There was always a film unit while I was growing up – my great ambition was to be a clapper loader. I wrote to all the film studios and I got tuned down by all of them, so I had to become a director instead.
We see news events of the day like the beginnings of the Cold War, the Coronation of Queen Elizabeth, South and North Korea.
It set context, yes, and it was important to show them. The Korean War was going on and these small wars throughout the empire, the Mau Mau Uprising in Kenya and in Malaya there were the rebels in the jungle.
There is a great sense of nostalgia and history packed but it never veers into sentimentality or saccharin sweetness.
I was avoiding sentimentality. That was never a problem for me. It’s all very clear to me, sentimentality is emotion that hasn’t been earned and I felt that most of the emotions were properly earned by the characters.
The family watching the coronation was interesting. It had a big effect at the time and an awful lot of people were encouraged to be moved by this young queen coming to power.
You hear the views on monarchy in the family scene watching the coronation, grandfather has no use for Royals, the father is moved by it and Bill thinks it’s trivial and silly.
The great thing that Queen Elizabeth did is survive. She’s now 88 and on the throne 60 years. She has kept the whole thing going with her character and I don’t think monarchy will survive her death. Charles, he’ll come to the throne at 70.
I had big argument with Charles who is Governor of the British Film Institute. We were raising money for the Moving Image Museum and he was the patron there to speak and celebrate but instead of that he started talking about violence in films causing violence in society.
He always gets it wrong. I said “How do you account for the fact that your ancestors killed and tortured even though they had never seen a film?” He had no answer.
He’s on the side of the angels and he’s very concerned about global warming and pesticides in farming, but he’s a little precious.
It’s interesting that you raise post-war PTSD in the film so vividly. It’s getting attention now through American Sniper and other films.

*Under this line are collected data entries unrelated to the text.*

Issue #1520, opened 2017-09-09
1.12.1: Programmatic Explosions damaging blocks do not update client until relogin


theboomer:
A programmatic explosion that causes block damage and/or causes fire does not produce block damage/fire on the client until the player logs out and back again.

![explosionsv](https://user-images.githubusercontent.com/3393225/30242108-3e85abc2-955e-11e7-897b-6acb8b776230.gif)

Entire test-plugin code to demonstrate is:
```
@Plugin(id = "quickdirtytester")
public class QuickDirty {
    @Inject
    PluginContainer container;

    @Listener
    public void placeMultiblock(ChangeBlockEvent.Place event, @Root Player player) {
        if (event.getTransactions().size() > 1) { // ie Beds, Doors, tall plants
            Location<World> loc = player.getLocation();
            Explosion boom = Explosion.builder().canCauseFire(true).radius(4f).shouldBreakBlocks(true).location(loc).build();
            loc.getExtent().triggerExplosion(boom, Cause.source(this.container).build());
        }
    }
}
```

- Operating System:

 - [ ] Linux (Ubuntu, Debian, Fedora, etc)
 - [ ] macOS
 - [x] Windows

SpongeVanilla 1.12.1 beta-323, SpongeForge 1.21.1 2444-beta-2612 with Forge 1.21.1-2444

PR #1756, opened 2018-02-03
Fix Programmatic Explosions not updating the client

ImMorpheus:
Fix https://github.com/SpongePowered/SpongeCommon/issues/1520


ImMorpheus:
~qa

I think soldiers who have been in combat most of them never really recover from it. Its brutalising and the training itself is. In one scene a solider is ordered to get out of a trench and walk towards a machine gun. What do you do?
The character Percy, Bill’s best friend in training steals an historic clock which causes endless grief for all the soldiers. Did this actually happen?

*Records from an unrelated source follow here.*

Issue #1442, opened 2017-07-15
Bug : Empty block owner after falling


lesbleu:
- SpongeVanilla version: SpongeVanilla version: 1.12-7.0.0-BETA-300
- Java version: 8
- Operating System:
 - [x] Linux (Ubuntu, Debian, Fedora, etc)
 - [ ] macOS
 - [x] Windows

When player place block with gravity property, The player is the Owner of this block.
After the block falling, the block owner is empty.

[Video](https://www.youtube.com/watch?v=sNgKmmwietA)

ImMorpheus:
Same of https://github.com/SpongePowered/SpongeCommon/issues/1439

Not able to reproduce, the owner is present.

Test plugin:
```
    @Listener
    public void onPlace(ChangeBlockEvent.Place event) {
        System.out.println(event.getContext().get(EventContextKeys.OWNER));
    }
```

This can be closed.

ryantheleach:
After looking into this, I think this was the result of the `/sponge blockinfo` command, rather then the owner in the cause, which is correct as morph said. @ImMorpheus is working on a PR.

@lesbleu I know this took us some time to look into it, but it was nearly missed, The video was great, but having text instructions would have made this crystal clear.

ImMorpheus:
PR merged. This should be closed.

Issue #1439, opened 2017-07-15
[1.12] Creator : Liquid flow


lesbleu:
- SpongeVanilla version: 1.12-7.0.0-BETA-300
- Java version: 8
- Operating System:
 - [x] Linux (Ubuntu, Debian, Fedora, etc)
 - [ ] macOS
 - [x] Windows

When player place liquid, the player is the owner of liquid ![Example](https://image.noelshack.com/fichiers/2017/28/6/1500076494-2017-07-15-01-54-34.png). 
And the liquid flowing, the owner of liquid is empty ![Example](https://image.noelshack.com/fichiers/2017/28/6/1500076595-2017-07-15-01-54-43.png)

It's a bug ? Because I want to cancel this event only when player flow liquid.

JBYoshi:
@SpongePowered/developers Is this intended behavior?

ryantheleach:
@lesbleu Are you able to check on the latest SF / SV?

Additionally, when I mentioned it to blood, he says he is having no issue at listening at ChangeBlockEvent.pre and that the context is complete in GriefPrevention.

Can you supply a test plugin that demonstrates the issue in order to clarify? I assume you mean that the metadata that Sponge logs regarding player notifier/creator is incorrect, and that you are listening to ChangeBlockEvent.place or something?

bloodmc:
https://github.com/SpongePowered/SpongeAPI/blob/bleeding/src/main/java/org/spongepowered/api/event/block/ChangeBlockEvent.java#L97

The proper user will be in event. Just check if source is liquid or context (once updated to support liquid flow).

ryantheleach:
Reopening this. `/sponge blockinfo` was used by @ImMorpheus after his PR, the PR only fixes the sand falling not having owners, but doesn't correct the water not having owners. This still issue still needs to be addressed. @bloodmc I know we tested this ages and ages ago with GP, but since then there has been pre events and all sorts added. 

What's the correct behavior for water and owners/notifiers?

ImMorpheus:
PR merged. This should be closed.

PR #1757, opened 2018-02-03
Fix empty block owner after falling

ImMorpheus:
Fix https://github.com/SpongePowered/SpongeCommon/issues/1442
Fix https://github.com/SpongePowered/SpongeCommon/issues/1439

### DIFF
--- a/src/main/java/org/spongepowered/common/event/tracking/phase/packet/PacketState.java
+++ b/src/main/java/org/spongepowered/common/event/tracking/phase/packet/PacketState.java
@@ -29,6 +29,7 @@ import net.minecraft.entity.player.EntityPlayerMP;
 import net.minecraft.network.Packet;
 import net.minecraft.util.math.BlockPos;
 import net.minecraft.world.WorldServer;
+import net.minecraft.world.chunk.Chunk;
 import org.spongepowered.api.Sponge;
 import org.spongepowered.api.entity.Entity;
 import org.spongepowered.api.entity.living.player.Player;
@@ -94,7 +95,9 @@ public abstract class PacketState<P extends PacketContext<P>> implements IPhaseS
     public void associateNeighborStateNotifier(P unwindingContext, BlockPos sourcePos, Block block, BlockPos notifyPos, WorldServer minecraftWorld,
         PlayerTracker.Type notifier) {
         final Player player = unwindingContext.getSpongePlayer();
-        ((IMixinChunk) minecraftWorld.getChunkFromBlockCoords(notifyPos)).setBlockNotifier(notifyPos, player.getUniqueId());
+        Chunk chunk = minecraftWorld.getChunkFromBlockCoords(notifyPos);
+        ((IMixinChunk) chunk).setBlockCreator(notifyPos, player.getUniqueId());
+        ((IMixinChunk) chunk).setBlockNotifier(notifyPos, player.getUniqueId());
     }
 
     public void populateContext(EntityPlayerMP playerMP, Packet<?> packet, P context) {
--- a/src/main/java/org/spongepowered/common/event/tracking/phase/tick/BlockEventTickPhaseState.java
+++ b/src/main/java/org/spongepowered/common/event/tracking/phase/tick/BlockEventTickPhaseState.java
@@ -123,6 +123,8 @@ class BlockEventTickPhaseState extends TickPhaseState<BlockEventTickContext> {
         final Vector3d changedPosition = changedLocation.getPosition();
         final BlockPos changedBlockPos = VecHelper.toBlockPos(changedPosition);
         final IMixinChunk changedMixinChunk = (IMixinChunk) ((WorldServer) changedLocation.getExtent()).getChunkFromBlockCoords(changedBlockPos);
+        changedMixinChunk.getBlockOwner(changedBlockPos)
+                .ifPresent(owner -> changedMixinChunk.addTrackedBlockPosition(block, changedBlockPos, owner, PlayerTracker.Type.OWNER));
         final User user = TrackingUtil.getNotifierOrOwnerFromBlock(changedLocation);
         if (user != null) {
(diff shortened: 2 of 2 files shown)


ImMorpheus:
~qa

src/main/java/org/spongepowered/common/event/tracking/phase/packet/InteractionPacketState.java
```diff
@@ -123,6 +123,7 @@ public void unwind(BasicPacketContext phaseContext) {
         final ItemStackSnapshot usedSnapshot = ItemStackUtil.snapshotOf(usedStack);
         final Entity spongePlayer = EntityUtil.fromNative(player);
         try (CauseStackManager.StackFrame frame = Sponge.getCauseStackManager().pushCauseFrame()) {
+            phaseContext.addNotifierAndOwnerToCauseStack();
```
gabizou: It's an interaction packet state.... This should not be done at all since it's a *player packet being processed*...

src/main/java/org/spongepowered/common/event/tracking/phase/packet/PacketState.java
```diff
@@ -94,6 +94,7 @@ public void addNotifierToBlockEvent(P context, IMixinWorldServer mixinWorldServe
     public void associateNeighborStateNotifier(P unwindingContext, BlockPos sourcePos, Block block, BlockPos notifyPos, WorldServer minecraftWorld,
         PlayerTracker.Type notifier) {
         final Player player = unwindingContext.getSpongePlayer();
+        unwindingContext.getOwner().ifPresent(owner -> ((IMixinChunk) minecraftWorld.getChunkFromBlockCoords(notifyPos)).setBlockCreator(notifyPos, owner.getUniqueId()));
```
gabizou: Same here.... use the player......... There's no other owner for a player, is there...

src/main/java/org/spongepowered/common/event/tracking/phase/tick/BlockEventTickPhaseState.java
```diff
@@ -123,6 +123,7 @@ public void handleBlockChangeWithUser(@Nullable BlockChange blockChange,
         final Vector3d changedPosition = changedLocation.getPosition();
         final BlockPos changedBlockPos = VecHelper.toBlockPos(changedPosition);
         final IMixinChunk changedMixinChunk = (IMixinChunk) ((WorldServer) changedLocation.getExtent()).getChunkFromBlockCoords(changedBlockPos);
+        changedMixinChunk.getBlockOwner(changedBlockPos).ifPresent(owner -> changedMixinChunk.addTrackedBlockPosition(block, changedBlockPos, owner, PlayerTracker.Type.OWNER));
```
gabizou: This part actually makes sense, but move the `ifPresent` to the next line.

gabizou (changes requested):
Minor changes, needs some explanation why owners and notifiers are being used for packet states.

src/main/java/org/spongepowered/common/event/tracking/phase/packet/PacketState.java
```diff
@@ -94,6 +94,7 @@ public void addNotifierToBlockEvent(P context, IMixinWorldServer mixinWorldServe
     public void associateNeighborStateNotifier(P unwindingContext, BlockPos sourcePos, Block block, BlockPos notifyPos, WorldServer minecraftWorld,
         PlayerTracker.Type notifier) {
         final Player player = unwindingContext.getSpongePlayer();
+        ((IMixinChunk) minecraftWorld.getChunkFromBlockCoords(notifyPos)).setBlockCreator(notifyPos, player.getUniqueId());
```
Zidane: Store the chunk lookup. This is doing a double lookup now.

Zidane:
@ImMorpheus Fix my latest comment and squash to 1 commit and I'll pull.

ImMorpheus:
Done

src/main/java/org/spongepowered/common/event/tracking/phase/packet/PacketState.java
```diff
@@ -94,7 +95,9 @@ public void addNotifierToBlockEvent(P context, IMixinWorldServer mixinWorldServe
     public void associateNeighborStateNotifier(P unwindingContext, BlockPos sourcePos, Block block, BlockPos notifyPos, WorldServer minecraftWorld,
         PlayerTracker.Type notifier) {
         final Player player = unwindingContext.getSpongePlayer();
-        ((IMixinChunk) minecraftWorld.getChunkFromBlockCoords(notifyPos)).setBlockNotifier(notifyPos, player.getUniqueId());
+        Chunk chunk = minecraftWorld.getChunkFromBlockCoords(notifyPos);
+        ((IMixinChunk) chunk).setBlockCreator(notifyPos, player.getUniqueId());
```
gabizou, line 99: Why are we setting the block creator here? Just found where this came from and I'm not following why we're notifying blocks makes the player the now creator, when they haven't created the blocks in the first place (unless a block change is done on that block).

gabizou: From my understanding, what this is now doing is making any blocks notified by a player interacting with the block as *created* by the player, when that is simply not the case nor intention of such in the API.

gabizou: Ver much a bug. Will need to eliminate this line here and re-test for this PR's original intention of fixing blocks falling without an owner.

ImMorpheus: Working on it. For now, this is what I came up with https://github.com/ImMorpheus/SpongeCommon/commit/d807846c30fc5e3a49fc8590d5f3e49dcc29f600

This character Percy is based on, he actually stole four things in two week intervals and each time he posted them to himself outside the camp. He closed the camp down four times and he was such a subversive and wanted to cause as much trouble as he could.
Do you keep in touch with him?
I kept in touch for a few years and drifted away. Most of the boys are probably dead. I hope he sees the film.
Caleb Landry Jones from Texas, plays Percy. You’ve worked together before.
I met him for a different film I never got around Broken Dream I never made it and I got to know him so when that film didn’t work out I got him into this one. It was a leap into the dark to cast an American to play a young English soldier.
I like the women. They’re well-defined and recognisable.
They are interesting. One is a neurotic aristocrat and the other is a fun loving life affirming girl. And the girl who played my sister and Sinead Cusack who played my mother, they were marvellous.
Why so long since your last film?
I was involved in writing and directing radio plays and then I was writing scripts and worked on a couple of films that didn’t come off including a project about the Hadrian Emperor for a couple of years but that didn’t work out and so time just slips away.
Like most directors I’ve spent more time on films I haven’t made than ones I have. There are reasons some films shouldn’t be made. Like most directors I spent more time on films I haven’t made than ones I have. There are reasons a film shouldn’t be made.
Will you make another film?
Queen and Country was to be my last film. The last shot of a camera stopping was my metaphor for saying it’s over. But since then I have found a script I have always wanted to do.